Further, in some optional embodiments of the present invention, the step of determining, as a cluster head route, the data route closest to the cluster reference point in each of the equal division areas, and determining, as a normal route, other routing nodes outside the cluster head route in the equal division areas, so as to form a routing cluster group consisting of a plurality of the cluster head routes and the normal route, further includes:

It should be noted that, the cluster head route needs to collect and store data of itself, and send out instructions and other common routes, so that the data processing pressure of the cluster head route is greater than that of the common routes in the same cluster, when the data processing amount of the cluster head route is greater, the data processing efficiency of the cluster group where the cluster head route is located is reduced. Meanwhile, the newly replaced cluster head route is still not fixed for a long time, and the cluster head can still be actively requested to be replaced based on the condition of data processing, so that the phenomenon that the data processing overload occurs on a certain data route in the cluster group is effectively avoided, and the data processing efficiency is affected.

As shown in fig. 2, after mapping each data route to a preset coordinate system, the data routes may be represented by black dots at corresponding positions in the preset coordinate system, so as to form a cluster head route B in the preset coordinate system, where the area covered by the cluster head route B is a distribution area of the data routes, in practice, a rectangular distribution area may be determined according to the position of the outermost data route, where the distribution area is known, a circumcircle of the distribution area may be determined, specifically, the circumcircle is preset and equally divided, so as to determine a cluster reference point a on a line of the circumcircle, after determining the cluster reference point a, a data route closest to the cluster reference point a is found, and then the cluster head route B will broadcast a message that becomes the cluster head, so that a common route closer to the cluster head route B automatically joins the cluster Q1 where the cluster head route B is located, and it is necessary to describe that other clusters (Q2-Q3) are not consistent.

And step S13, accessing a corresponding target data production client according to the received target data abstract, reading medical data in a corresponding target lightweight data node in the target data production client, and downloading the medical data to the local for medical service flow.

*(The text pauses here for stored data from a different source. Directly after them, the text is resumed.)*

PR #686, opened 2021-08-05
CI refinements and improvements

johangant:
- Streamline the edge build workflow
- Put PSH CLI tool into $PATH, adjust post-deploy job steps
- Refine static analysis jobs
- Remove redundant kernel/unit tests
- Remove commented out steps
- Drop unwanted config


.circleci/config.yml
```diff
@@ -41,6 +37,23 @@ commands:
           name: Fetch dependencies with composer
           command: |
             composer install --no-interaction --optimize-autoloader
+  composer_tasks__edge_packages:
```
johangant, line 40: Moved this task into its own command to keep it DRY. Previously, and on NIDirect, this kind of operation was run inside individual jobs resulting in duplication + general problems with entropy

.circleci/config.yml
```diff
@@ -41,6 +37,23 @@ commands:
...
+                          dof-dss/nicsdru_origins_profile:dev-development
+  install_psh_cli:
+    description: "Install the Platform.sh CLI tool"
+    steps:
+      - run:
+          name: Install the Platform.sh CLI tool
+          command: curl -sS https://platform.sh/cli/installer | php
+      - run:
+          name: Add platform cli tool to $PATH
+          command: echo 'export PATH="$HOME/"'.platformsh/bin':"$PATH"' >> $BASH_ENV
```
johangant, line 56: This step ensures the tool can be called without using its absolute system path, which makes things a lot more readable.

This step to `>> $BASH_ENV` is a Circle CI concern and by passing the output back out into the shell environment it means that `$PATH` variable is accessible to later job steps.

.circleci/config.yml
```diff
@@ -51,13 +64,16 @@ commands:
             sudo cp /home/circleci/project/.circleci/docker-php-circleci.ini /usr/local/etc/php/conf.d/
             sudo apt-get update
             sudo apt-get install -y libpng-dev
-            sudo docker-php-ext-install gd
-  github_hosts_workaround:
+            sudo docker-php-ext-install gd pcntl posix
```
johangant, line 67: Packages needed by PSH CLI tool

.circleci/config.yml
```diff
@@ -51,13 +64,16 @@ commands:
             sudo cp /home/circleci/project/.circleci/docker-php-circleci.ini /usr/local/etc/php/conf.d/
             sudo apt-get update
             sudo apt-get install -y libpng-dev
-            sudo docker-php-ext-install gd
-  github_hosts_workaround:
```
johangant, line 55: Renamed this as it's not just GitHub, nor is it a workaround.

.circleci/config.yml
```diff
@@ -72,22 +88,33 @@ jobs:
...
       - image: circleci/php:7.4.15-apache-browsers
+    environment:
+      PROJECT_ROOT: "/home/circleci/project"
     steps:
       - attach_workspace:
           at: ./
       - run: sudo cp /home/circleci/project/.circleci/docker-php-circleci.ini /usr/local/etc/php/conf.d/
       - run:
           name: PHPCS analysis
-          command: /home/circleci/project/phpcs.sh /home/circleci/project "/home/circleci/project/web/sites /home/circleci/project/web/modules/origins /home/circleci/project/web/modules/custom /home/circleci/project/web/themes/custom /home/circleci/project/web/profiles/unity /home/circleci/project/web/profiles/origins"
```
johangant, line 85: Much more readable and maintainable now with one path per line, then fed into the command parameters as a shell variable.

.circleci/config.yml
```diff
@@ -96,392 +123,124 @@ jobs:
           name: Deprecated code check
           command: |
             cd /home/circleci/project
-            vendor/bin/drupal-check /home/circleci/project/web/modules/custom /home/circleci/project/web/modules/origins
-
-  # Run any unit tests and any kernel tests against a vanilla D8 site + our site config imported over it (no predefined content).
-  unit_kernel_tests:
```
johangant, line 102: Redundant. All of this is now covered, at a functional level, in the process to build the edge environment.

johangant: Which is just as well because, as the author of this stuff, I can say it's pretty ugly even though it might just about be functional.

In future, it's probably more valuable to run builds directly on platform.sh as that gives us the same containers, config and data... whereas Circle CI costs us a bit each time and is only an approximation (they're very generic containers)

.circleci/config.yml
```diff
@@ -96,392 +123,124 @@ jobs:
...
-          command: |
-            cd /home/circleci/project/web
-            # for site in uregni liofa fictcommission
-            for site in uregni odscni fiscalcommissionni niauditoffice
-            do
-              ../vendor/bin/drush -l $site st | grep "Drupal bootstrap : Successful"
-            done
   # Nightly edge build
-  unity_edge_build:
+  edge_build:
```
johangant, line 131: Removed project name from the job name - felt surplus to requirement as the project name is in, well, the repository name :)

.circleci/config.yml
```diff
@@ -96,392 +123,124 @@ jobs:
...
     docker:
-      - image: circleci/php:7.4.15-apache-browsers
+      - image: circleci/php:7.4.15-apache-node-browsers
```
johangant, line 133: Swapped image so we get node.js and npm installed out of the box; so fewer extra install steps needed after.

.circleci/config.yml
```diff
@@ -96,392 +123,124 @@ jobs:
...
     environment:
       # git variables to avoid empty committer identity errors
       EMAIL: "circleci@localhost"
       GIT_COMMITTER_NAME: "Circle CI"
       GIT_AUTHOR_NAME: "Circle CI"
+      EDGE_BUILD_BRANCH: "D8UN-edge"
```
johangant, line 139: No reason to be coy about this by hiding it in a Circle CI env var. It's pretty easy to spot in the public repo anyway!

.circleci/config.yml
```diff
@@ -96,392 +123,124 @@ jobs:
...
-          name: Add extra OS and PHP extensions/config
-          command: |
-            sudo docker-php-ext-install pcntl posix
-      - run:
-          name: Keyscan Platform.sh region hostnames + GitHub for password-less access
-          command: |
-            mkdir -p ~/.ssh
-            ssh-keyscan -H ssh.$PLATFORM_REGION >> ~/.ssh/known_hosts
-            ssh-keyscan -H github.com >> ~/.ssh/known_hosts
+          name: Switch to edge branch
```
johangant, line 147: There are two ways to do this...

1. Clone on development, checkout edge, update composer packages + push to edge.
2. Just clone edge, update composer and push back to edge.

The problem with 2 is that you either have to merge in development or you potentially miss other package updates which would eventually make for a build that's out of kilter with the rest of things.

So option 1 is the safest, even if it might look a bit more verbose.

.circleci/config.yml
```diff
@@ -96,392 +123,124 @@ jobs:
...
+          command: git checkout $EDGE_BUILD_BRANCH
+      - composer_tasks__edge_packages
       - run:
-          name: Install the Platform.sh CLI tool
+          name: Push composer package updates back to GitHub
           command: |
-            curl -sS https://platform.sh/cli/installer | php
-      - run:
-          name: Re-point dof-dss packages to use latest development code and push.
```
johangant, line 299: Handled earlier via a command rather than inline run statements.

.circleci/config.yml
```diff
@@ -96,392 +123,124 @@ jobs:
...
             git commit -m "Set dof-dss packages to HEAD development for build"
-
+      - run:
+          name: Re-build site theme npm dependencies
+          command: |
             # Need to re-build site theme with any Unity changes.
-            # for site in uregni liofa fictcommission
-            for site in uregni odscni fiscalcommissionni niauditoffice
+            # Download and configure node and npm.
+            sudo apt install libjpeg-dev automake
```
johangant, line 160: Moved out of the previous loop because it's a system concern not a theme folder concern.

.circleci/config.yml
```diff
@@ -96,392 +123,124 @@ jobs:
...
+            for site in `ls -l ~/project/web/sites | grep ^d | awk '{print $9}'`
```
johangant, line 161: This like lets us scan the sites folder for directory names rather than list them by hand. So adding a site in future shouldn't need any more maintenance here.

.circleci/config.yml
```diff
@@ -96,392 +123,124 @@ jobs:
...
-
-              # Build site themes.
-              npm install
-              npm rebuild node-sass
-              npm run build
-
-              git add *.css
-              git commit -m "Theme rebuild"
-              cd ~/project
+              if [[ -d ~/project/web/sites/${site}/themes/${site}_theme ]]; then
```
johangant, line 163: Some sites in the repo exist, but are shells and have no theme folder. This checks whether there is something like `uregni_theme` before proceeding to do theme 'stuff'

.circleci/config.yml
```diff
@@ -96,392 +123,124 @@ jobs:
...
+                cd ~/project/web/sites/${site}/themes/${site}_theme
+                sed -i -e "s/\"nicsdru_unity_theme.*/\"nicsdru_unity_theme\": \"github:dof-dss\/nicsdru_unity_theme#development\",/" package.json
```
johangant, line 165: Each theme, currently, needs its own dependencies repointed. I know this is under review right now so expect this to change when that piece of work is ready!

.circleci/config.yml
```diff
@@ -96,392 +123,124 @@ jobs:
...
+                npm install
+                npm rebuild node-sass
+                npm run build
+              else
+                echo "No theme folder detected under ~/project/web/sites/${site}/themes/${site}_theme, skipping."
```
johangant, line 170: Debug statement to minimise WTF moments in future

.circleci/config.yml
```diff
@@ -96,392 +123,124 @@ jobs:
...
             done
 
             # Push to fixed, non-integrating build branch. GitHub webhook integration will propagate this
             # to platform.sh for later steps to use.
             git push -f origin $EDGE_BUILD_BRANCH
 
-            # Pause for webhook to propagate the change from GH to PSH.
-            sleep 10s
-      - run:
-          name: Activate the environment if not found.
```
johangant, line 341: Seems surplus to requirement now. If it's not active the very first time, then someone can just go an activate it by hand. Literally a one time task so see no need to check for it here even if we can.

.circleci/config.yml
```diff
@@ -96,392 +123,124 @@ jobs:
...
-            /home/circleci/.platformsh/bin/platform drush 'pmu fastly -l liofa'  -y -p $PLATFORM_PROJECT_ID -e $EDGE_BUILD_BRANCH
-            /home/circleci/.platformsh/bin/platform drush 'pmu fastly -l fictcommission'  -y -p $PLATFORM_PROJECT_ID -e $EDGE_BUILD_BRANCH
-            /home/circleci/.platformsh/bin/platform drush 'pmu fastly -l employmenttribunalsni'  -y -p $PLATFORM_PROJECT_ID -e $EDGE_BUILD_BRANCH
-            /home/circleci/.platformsh/bin/platform drush 'pmu fastly -l attorneygeneralni'  -y -p $PLATFORM_PROJECT_ID -e $EDGE_BUILD_BRANCH
-            /home/circleci/.platformsh/bin/platform drush 'pmu fastly -l fiscalcommissionni'  -y -p $PLATFORM_PROJECT_ID -e $EDGE_BUILD_BRANCH
-            /home/circleci/.platformsh/bin/platform drush 'pmu fastly -l niauditoffice'  -y -p $PLATFORM_PROJECT_ID -e $EDGE_BUILD_BRANCH
+            for site in `ls -l ~/project/web/sites | grep ^d | awk '{print $9}'`
+            do
+              result=$(platform drush "st -l ${site}" -y -p $PLATFORM_PROJECT_ID -e $EDGE_BUILD_BRANCH | (grep "Drupal bootstrap : Successful" || true) )
```
johangant, line 203: Circle CI uses pipefail options which means if a command in a chain/pipe fails then the entire job exits.

Grep has some unusual return codes when it matches/doesn't match patterns which threw this check off a few times. By wrapping it up with `|| true` we guard against exit codes that otherwise clash with Circle CI's command evaluation and it means the loop can continue even if we can't get a successful bootstrap from a site that might have a directory.

.circleci/config.yml
```diff
@@ -96,392 +123,124 @@ jobs:
...
-            /home/circleci/.platformsh/bin/platform drush 'cim -l niauditoffice'  -y -p $PLATFORM_PROJECT_ID -e $EDGE_BUILD_BRANCH
+            for site in `ls -l ~/project/web/sites | grep ^d | awk '{print $9}'`
+            do
+              result=$(platform drush "st -l ${site}" -y -p $PLATFORM_PROJECT_ID -e $EDGE_BUILD_BRANCH | (grep "Drupal bootstrap : Successful" || true) )
+              if [[ ! -n $result ]]; then
+                platform drush "cim -l ${site}" -y -p $PLATFORM_PROJECT_ID -e $EDGE_BUILD_BRANCH
+              fi
+            done
       - run:
           name: Force purge of Solr index
```
johangant, line 229: Unclear which sites need this done right now. Taking it out so it can be done manually, as needed, until we get more clarity

.circleci/config.yml
```diff
@@ -96,392 +123,124 @@ jobs:
...
-      - run:
-          name: Install the Platform.sh CLI tool
-          command: |
-            curl -sS https://platform.sh/cli/installer | php
-      - run:
-          name: Force purge of Solr index
-          command: /home/circleci/.platformsh/bin/platform ssh -p $PLATFORM_PROJECT_ID -e $EDGE_BUILD_BRANCH "curl http://${PLATFORM_SOLR_HOST_UREGNI}/solr/uregni_index/update --data '<delete><query>*:*</query></delete>' -H 'Content-type:text/xml; charset=utf-8' && curl http://${PLATFORM_SOLR_HOST_UREGNI}/solr/uregni_index/update --data '<commit/>' -H 'Content-type:text/xml; charset=utf-8'"
+            for site in uregni
+            do
+              uc_site=$(echo ${site} | tr '[:lower:]' '[:upper:]')
```
johangant, line 233: There's some faff here to take the site name and uppercase it with the `tr` command before its fed into the curl command.

.circleci/config.yml
```diff
@@ -531,27 +265,17 @@ workflows:
...
+  nightly-edge-build-post-build-tasks:
     triggers:
       - schedule:
           # At 01:23 Monday to Friday
           cron: "23 1 * * 1-5"
           filters:
             branches:
               only:
-                - development
+                - D8UN-edge
```
johangant, line 279: Switched because we perform these tasks on the edge build using code from the edge branch.

.circleci/config.yml
ooneill547: I think this was implemented as we were getting inflated results on the search pages on uregni. As the site is now live it's probably not a big issue.

ooneill547 (approved):
Your comments and changes seem to make sense, to my limited understanding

Specifically, the data consumption client can access the accurate data production client according to the received data abstract, so that the data stored by the light-weight data node corresponding to the data production client can be read, downloaded to the local and used for the medical service flow. Meanwhile, data is stored locally, a corresponding data abstract is generated, a data routing service is provided for the next flow node, in some optional embodiments of the invention, after the data center service end is recovered to be normal, business data can be automatically and incrementally uploaded to the data center node by the data routing service, and the data integrity of the data center node is ensured. The doctor station client accesses the accurate data address again, acquires data, saves the data to the local, and normally completes the diagnosis and treatment business of the patient.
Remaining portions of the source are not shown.